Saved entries
PR #13557, opened 2020-06-06
Re-adds NTTC filtering

AffectedArc07:
## What Does This PR Do
This PR re-adds NTTC filtering. I originally removed this due to lack of use, yet I have seen three occasions myself where this would have come in really useful, hence the re-addition. You just add names into the filter list, and they are then blocked from speaking on comms.

image
image

## Why It's Good For The Game
Removing the feature wasnt even the best idea, and its useful to be able to shut up comms-spamming greytide.

## Changelog
:cl: AffectedArc07
add: Re-added NTTC filtering
/:cl:

### DIFF
--- a/code/game/machinery/tcomms/core.dm
+++ b/code/game/machinery/tcomms/core.dm
@@ -1,5 +1,6 @@
 #define UI_TAB_CONFIG "CONFIG"
 #define UI_TAB_LINKS "LINKS"
+#define UI_TAB_FILTER "FILTER"
 
 /**
   * # Telecommunications Core
@@ -80,6 +81,11 @@
 
 	// Now we can run NTTC
 	tcm = nttc.modify_message(tcm)
+
+	// If the signal shouldnt be broadcast, dont broadcast it
+	if(!tcm.pass)
+		// We still return TRUE here because the signal was handled, even though we didnt broadcast
+		return TRUE
 
 	// Now we generate the list of where that signal should go to
 	tcm.zlevels = reachable_zlevels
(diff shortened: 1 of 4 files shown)


procdrone:
Thank you

pinatacolada:
Does it have to fully match or ir is partial? Like would that work 'Vul' work for 'Vulp'. Is it case sensitive?

AffectedArc07:
Must be a fun match not partial

code/game/machinery/tcomms/core.dm
```diff
@@ -257,9 +266,35 @@
 			to_chat(usr, "<span class='notice'>Successfully changed password from <b>[link_password]</b> to <b>[new_password]</b>.</span>")
 			link_password = new_password
 
+	if(ui_tab == UI_TAB_FILTER)
+		if(href_list["add_filter"])
+			// This is a stripped input because I did NOT come this far for this system to be abused by HTML injection
+			var/name_to_add = stripped_input(usr, "Enter a name to add to the filtering list", "Name Entry")
+			if(name_to_add == "")
+				return
+			if(name_to_add in nttc.filtering)
```
farie82, line 275: Performance wise it would be better to use an assoc list. Where the key is the name and the value is just 1. O(1) complexity VS O(n) complexity.

code/game/machinery/tcomms/core.dm
```diff
@@ -257,9 +266,35 @@
...
+				to_chat(usr, "<span class='alert'><b>ERROR:</b> User already in filtering list.</span>")
+			else
+				nttc.filtering |= name_to_add
+				log_action(usr, "has added [name_to_add] to the NTTC filter list on core with ID [network_id]", TRUE)
```
farie82, line 279: Side thing. But can you add logging using the new logging system to the log_action proc?
So just `user.create_log(...)`

AffectedArc07: This is a specific proc to NTTC with flags of whether it should admin log. If you wish, you can modify `log_action` directly to add that in.

code/game/machinery/tcomms/core.dm
AffectedArc07: Considering this list is going to rarely be used, and even when it is, it will have about 2 people inside it, I dont see this as being a huge issue, and I would prefer this for readability.

PR #13558, opened 2020-06-06
Adds the slippery component

SteelSlayer:
## What Does This PR Do
Loosely ports TG's slippery component, but its been heavily modified for paradise, and has some of my own additions as well, namely creating a base `after_slip()` proc for *all* movable atoms.

There is no CL because this is a backend change only.

## Why It's Good For The Game
Cuts down on `obj` vars related to slipping that go unused for a majority of items. More OOP.

### DIFF
--- a/code/datums/components/slippery.dm
+++ b/code/datums/components/slippery.dm
@@ -1,0 +1,54 @@
+/**
+	This is a component that can be applied to any movable atom (mob or obj).
+
+	While the atom has this component, any carbon mob that walks over it will slip.
+	Duration, tiles moved, and so on, depend on what variables are passed in when the component is added.
+*/
+/datum/component/slippery
+	/// Text that gets displayed in the slip proc, i.e. "user slips on [description]"
+	var/description
+	/// The amount of stun to apply after slip.
+	var/stun
+	/// The amount of weaken to apply after slip.
+	var/weaken
+	/// The chance that walking over the parent will slip you.
+	var/slip_chance
+	/// The amount of tiles someone will be moved after slip.
+	var/slip_tiles
+	/// TRUE If this slip can be avoided by walking.
+	var/walking_is_safe
+	/// TRUE if having no slip shoes makes you immune to this slip.
+	var/noslip_is_immune
+	/// The verb that players will see when someone slips on the parent. In the form of "You [slip_verb]ped on".
+	var/slip_verb
+
+/datum/component/slippery/Initialize(_description, _stun = 0, _weaken = 0, _slip_chance = 100, _slip_tiles = 0, \
+									_walking_is_safe = TRUE, _noslip_is_immune = TRUE, _slip_verb = "slip")
+	if(!ismovable(parent))
+		return COMPONENT_INCOMPATIBLE
+
+	description = _description
+	stun = max(0, _stun)
+	weaken = max(0, _weaken)
+	slip_chance = max(0, _slip_chance)
+	slip_tiles = max(0, _slip_tiles)
+	walking_is_safe = _walking_is_safe
+	noslip_is_immune = _noslip_is_immune
+	slip_verb = _slip_verb
+
+/datum/component/slippery/RegisterWithParent()
+	RegisterSignal(parent, list(COMSIG_MOVABLE_CROSSED, COMSIG_ATOM_ENTERED), .proc/Slip)
+
+/datum/component/slippery/UnregisterFromParent()
+	UnregisterSignal(parent, list(COMSIG_MOVABLE_CROSSED, COMSIG_ATOM_ENTERED))
+
+/**
+	Called whenever the parent recieves either the `MOVABLE_CROSSED` signal or the `ATOM_ENTERED` signal.
+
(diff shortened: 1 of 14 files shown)


code/datums/components/slippery.dm
```diff
@@ -0,0 +1,54 @@
...
+	/// The chance that walking over the parent will slip you.
+	var/slip_chance
+	/// The amount of tiles someone will be moved after slip.
+	var/slip_tiles
+	/// TRUE If this slip can be avoided by walking.
+	var/walking_is_safe
+	/// TRUE if having no slip shoes makes you immune to this slip.
+	var/noslip_is_immune
+	/// The verb that players will see when someone slips on the parent. In the form of "You [slip_verb]ped on".
+	var/slip_verb
```
AffectedArc07, line 23: The documentation is great for the var definitions, but not for the definition.

While I would love to suggest reading up on the doucmentation guide, its not compulsory here so its no huge issue

SteelSlayer: I can make this *not* autodoc'd if you want, as in `/* bla */`

AffectedArc07:
```
/**
	This is a component that can be applied to any movable atom (mob or obj).
	While the atom has this component, any carbon mob that walks over it will slip.
	Duration, tiles moved, and so on, depend on what variables are passed in when the component is added.
*/
```

Should be
```
/**
  * # Slip Component
  *
  * This is a component that can be applied to any movable atom (mob or obj).
  *
  * While the atom has this component, any carbon mob that walks over it will slip.
  * Duration, tiles moved, and so on, depend on what variables are passed in when the component is added.
  *
  */
```

but again, doc isnt required here so its up to you

SteelSlayer: Eh I really hate that asterisk per line format but, If that's how its suppose to be, why not

Fox-McCloud:
`but its been heavily modified for paradise, `

Whenever you do a port, but heavily modify it, you should enumerated differences.

Some of us have a high familiarity with TG code and what it does, so we expect functionality to be the same. It's a pain in the ass when we have to manually find the differences ourselves.

code/datums/components/slippery.dm
```diff
@@ -0,0 +1,57 @@
...
+
+/datum/component/slippery/Initialize(_description, _stun = 0, _weaken = 0, _slip_chance = 100, _slip_tiles = 0, \
+									_walking_is_safe = TRUE, _noslip_is_immune = TRUE, _slip_verb = "slip")
```
Fox-McCloud, line 29: Just put this all on teh same line, please.

code/datums/components/slippery.dm
```diff
@@ -0,0 +1,57 @@
...
+	if(!ismovable(parent))
```
Fox-McCloud, line 30: `ismovableatom`

We'll have to wait until 513 stable and use updating to that, officially before we can do this.

code/datums/components/slippery.dm
SteelSlayer: Sure

code/datums/components/slippery.dm
SteelSlayer: Got it.

SteelSlayer:
Sorry, I can list out the differences from TG. 
- All of the component's variables are different so they correspond with the variables that are removed from `item`'s and the arguments for the `slip` proc. Such as the slip chance and amount of tiles moved.
- This: `RegisterSignal(parent, COMSIG_ITEM_WEARERCROSSED, .proc/Slip_on_wearer)` and the proc in there have been removed, because we don't have this signal.
- I removed the `callback` var because there didn't seem to be a use for it. However, I was exploring around TG the other day and I saw that its used for `wet_floor` component so I may need to add that back in, I don't know.
- The creation of the `atom/movable/after_slip()` proc was my idea.
- TG has a `!victim.is_flying()` check among the other checks on my line 55. But I removed it since we check that in the `slip` proc anyway, and `slip` is used outside this component.

code/datums/components/slippery.dm
SteelSlayer: I realized this should be `isatom` because I think this component is made to be placed on turfs as well.

code/game/atoms_movable.dm
```diff
@@ -330,6 +330,16 @@
...
 
+/**
+	Base proc, intended to be overriden.
+
+	This should only be called from one place: inside the slippery component.
+	Called after a human mob slips on this atom.
+
+	If you want the person who slipped to have something special done to them, put it here.
+*/
+/atom/movable/proc/after_slip(mob/living/carbon/human/H)
```
Fox-McCloud, line 341: if the component is atom level, this should be as well.

Fox-McCloud:
Last thing. 

Our components aren't 100% up to date with TG's, so we can't make use of named args.

https://github.com/tgstation/tgstation/pull/49098

Make sure that everything works without utilizing named args.

SteelSlayer:
I doubled checked and did a final test, all the args should be in right spot for all the items.

Issue #13550, opened 2020-06-06
PDAs getting destroyed and initialized forever


SteelSlayer:
**Issue Description**:
PDAs are initializing forever. Its a bit hard to see from the picture, but this stuff just goes on and on every second. Apparently they are constantly getting destroyed and respawned?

What you should do =
Each line of the records with the word "because" in it is to be copied.

Answer =
+		// We still return TRUE here because the signal was handled, even though we didnt broadcast
+			// This is a stripped input because I did NOT come this far for this system to be abused by HTML injection
There is no CL because this is a backend change only.
- This: `RegisterSignal(parent, COMSIG_ITEM_WEARERCROSSED, .proc/Slip_on_wearer)` and the proc in there have been removed, because we don't have this signal.
- I removed the `callback` var because there didn't seem to be a use for it. However, I was exploring around TG the other day and I saw that its used for `wet_floor` component so I may need to add that back in, I don't know.
SteelSlayer: I realized this should be `isatom` because I think this component is made to be placed on turfs as well.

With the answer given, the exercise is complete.